PR #2665, opened 2024-10-04
refactor(frontend): change Onramper IC address to legacy one [GIX-2854]

AntonioVentilii-DFINITY:
# Motivation

Since it is not specified in the documentation, I asked to Onramper team about the choice of which address to provide for the IC network. After an internal investigation on their side, they said that it is safer to provide the legacy one instead of the principal.


src/frontend/src/lib/components/onramper/OnramperWidget.svelte
```diff
@@ -40,8 +40,8 @@
 			bitcoin: $btcAddressMainnet,
 			ethereum: $ethAddress,
 			erc20: $ethAddress,
-			icrc: $icrcAccountIdentifierText,
-			icp: $icrcAccountIdentifierText
+			icrc: $icpAccountIdentifierText,
```
peterpeterparker, line 43: That cannot work. Old ICP account identity is only for ICP.

AntonioVentilii-DFINITY: yes, i mean, for now on onramper there is only ICP, but i see your point: i moved back the Principal for ICRC

peterpeterparker (approved):
LGTM, thx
##########
▸ **EXERCISE**
For each line above that contains "ethAddress", make a copy.

▸ **OUTPUT**
 			ethereum: $ethAddress,
 			erc20: $ethAddress,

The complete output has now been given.